[Opening SUPPLIED RECORDS section]
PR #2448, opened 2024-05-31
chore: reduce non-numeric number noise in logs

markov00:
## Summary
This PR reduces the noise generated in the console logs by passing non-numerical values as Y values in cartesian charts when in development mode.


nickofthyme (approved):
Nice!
[Closing SUPPLIED RECORDS section]
[Opening SUPPLIED RECORDS section]
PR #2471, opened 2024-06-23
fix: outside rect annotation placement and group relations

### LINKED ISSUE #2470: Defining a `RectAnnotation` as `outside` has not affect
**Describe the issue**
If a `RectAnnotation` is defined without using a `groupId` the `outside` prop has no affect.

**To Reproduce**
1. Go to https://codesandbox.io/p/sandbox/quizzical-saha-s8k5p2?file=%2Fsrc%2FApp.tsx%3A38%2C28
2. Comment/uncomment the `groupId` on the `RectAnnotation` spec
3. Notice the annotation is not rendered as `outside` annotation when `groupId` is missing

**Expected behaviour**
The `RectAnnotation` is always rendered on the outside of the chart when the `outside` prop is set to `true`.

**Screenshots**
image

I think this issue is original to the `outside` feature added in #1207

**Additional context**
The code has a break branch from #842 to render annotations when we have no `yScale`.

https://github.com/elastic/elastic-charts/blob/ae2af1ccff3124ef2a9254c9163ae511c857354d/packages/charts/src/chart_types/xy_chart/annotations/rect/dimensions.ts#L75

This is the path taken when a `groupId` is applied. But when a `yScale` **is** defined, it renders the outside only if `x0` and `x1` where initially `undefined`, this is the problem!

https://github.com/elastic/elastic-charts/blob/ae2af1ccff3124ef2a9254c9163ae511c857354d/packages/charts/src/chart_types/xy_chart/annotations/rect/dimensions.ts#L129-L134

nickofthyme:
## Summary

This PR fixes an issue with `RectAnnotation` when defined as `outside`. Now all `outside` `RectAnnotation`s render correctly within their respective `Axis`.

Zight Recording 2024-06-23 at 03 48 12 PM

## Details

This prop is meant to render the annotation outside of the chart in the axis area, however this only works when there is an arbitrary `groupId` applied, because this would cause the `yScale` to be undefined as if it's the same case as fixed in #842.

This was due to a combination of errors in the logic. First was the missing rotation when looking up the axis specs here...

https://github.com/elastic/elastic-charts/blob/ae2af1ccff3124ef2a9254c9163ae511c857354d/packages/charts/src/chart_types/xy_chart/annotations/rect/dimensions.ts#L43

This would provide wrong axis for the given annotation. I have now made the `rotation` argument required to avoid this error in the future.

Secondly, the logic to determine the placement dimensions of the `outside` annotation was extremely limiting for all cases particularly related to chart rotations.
[Closing SUPPLIED RECORDS section]
[Opening SUPPLIED RECORDS section]
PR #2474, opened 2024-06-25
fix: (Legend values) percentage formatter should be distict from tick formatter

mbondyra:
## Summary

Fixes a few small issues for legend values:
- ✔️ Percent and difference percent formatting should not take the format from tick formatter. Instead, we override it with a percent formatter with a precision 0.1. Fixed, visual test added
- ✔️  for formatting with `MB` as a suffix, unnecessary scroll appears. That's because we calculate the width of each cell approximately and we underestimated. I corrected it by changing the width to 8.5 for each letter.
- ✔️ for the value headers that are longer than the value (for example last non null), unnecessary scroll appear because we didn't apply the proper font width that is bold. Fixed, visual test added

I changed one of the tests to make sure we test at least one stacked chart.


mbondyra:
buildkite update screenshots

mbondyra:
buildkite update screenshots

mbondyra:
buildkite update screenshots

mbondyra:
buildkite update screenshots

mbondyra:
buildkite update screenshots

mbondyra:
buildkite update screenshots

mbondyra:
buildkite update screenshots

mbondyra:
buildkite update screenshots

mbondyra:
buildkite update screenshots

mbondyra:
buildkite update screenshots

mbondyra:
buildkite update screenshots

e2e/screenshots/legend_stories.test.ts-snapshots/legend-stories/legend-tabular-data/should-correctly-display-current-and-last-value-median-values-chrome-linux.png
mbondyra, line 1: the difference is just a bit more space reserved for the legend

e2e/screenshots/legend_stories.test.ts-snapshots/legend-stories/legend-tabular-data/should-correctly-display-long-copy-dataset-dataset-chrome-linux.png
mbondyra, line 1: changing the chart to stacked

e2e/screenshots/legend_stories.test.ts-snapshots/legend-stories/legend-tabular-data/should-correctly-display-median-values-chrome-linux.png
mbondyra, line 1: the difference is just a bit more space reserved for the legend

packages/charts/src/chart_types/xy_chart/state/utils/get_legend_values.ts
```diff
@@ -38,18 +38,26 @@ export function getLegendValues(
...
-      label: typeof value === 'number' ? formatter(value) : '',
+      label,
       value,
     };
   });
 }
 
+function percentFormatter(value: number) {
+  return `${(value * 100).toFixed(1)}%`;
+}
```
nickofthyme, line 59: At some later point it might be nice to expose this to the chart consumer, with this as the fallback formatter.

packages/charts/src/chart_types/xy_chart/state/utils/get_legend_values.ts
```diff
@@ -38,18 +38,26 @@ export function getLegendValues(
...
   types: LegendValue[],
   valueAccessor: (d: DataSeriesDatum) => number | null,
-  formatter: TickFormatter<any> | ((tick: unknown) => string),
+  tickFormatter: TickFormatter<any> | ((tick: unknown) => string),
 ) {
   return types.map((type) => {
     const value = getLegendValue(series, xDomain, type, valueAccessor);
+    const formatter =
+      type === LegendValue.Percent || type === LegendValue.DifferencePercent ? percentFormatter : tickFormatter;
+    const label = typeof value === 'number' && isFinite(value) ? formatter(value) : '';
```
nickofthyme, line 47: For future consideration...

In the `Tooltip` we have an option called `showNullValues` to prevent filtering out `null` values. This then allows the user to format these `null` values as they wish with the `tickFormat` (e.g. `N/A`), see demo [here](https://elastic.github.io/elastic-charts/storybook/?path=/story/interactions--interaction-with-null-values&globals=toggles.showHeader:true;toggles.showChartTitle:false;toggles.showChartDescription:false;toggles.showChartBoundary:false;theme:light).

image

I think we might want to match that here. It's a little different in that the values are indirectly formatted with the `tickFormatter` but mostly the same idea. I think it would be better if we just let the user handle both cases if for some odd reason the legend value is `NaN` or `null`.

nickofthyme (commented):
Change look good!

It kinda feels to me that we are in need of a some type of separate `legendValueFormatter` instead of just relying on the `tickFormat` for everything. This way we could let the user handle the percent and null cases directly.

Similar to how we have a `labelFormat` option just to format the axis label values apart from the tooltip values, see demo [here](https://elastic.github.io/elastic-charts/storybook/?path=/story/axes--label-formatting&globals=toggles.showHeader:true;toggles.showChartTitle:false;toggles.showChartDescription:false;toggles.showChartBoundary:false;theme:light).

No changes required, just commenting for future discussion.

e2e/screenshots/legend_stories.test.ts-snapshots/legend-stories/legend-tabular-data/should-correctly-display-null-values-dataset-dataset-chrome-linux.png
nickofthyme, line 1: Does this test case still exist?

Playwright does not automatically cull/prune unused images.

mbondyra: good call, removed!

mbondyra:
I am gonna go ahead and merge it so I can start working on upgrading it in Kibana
[Closing SUPPLIED RECORDS section]
• YOUR OBJECTIVE
Search the data above for the string "affect" and report each line that holds it.

• SOLUTION TO THIS EXERCISE
### LINKED ISSUE #2470: Defining a `RectAnnotation` as `outside` has not affect
If a `RectAnnotation` is defined without using a `groupId` the `outside` prop has no affect.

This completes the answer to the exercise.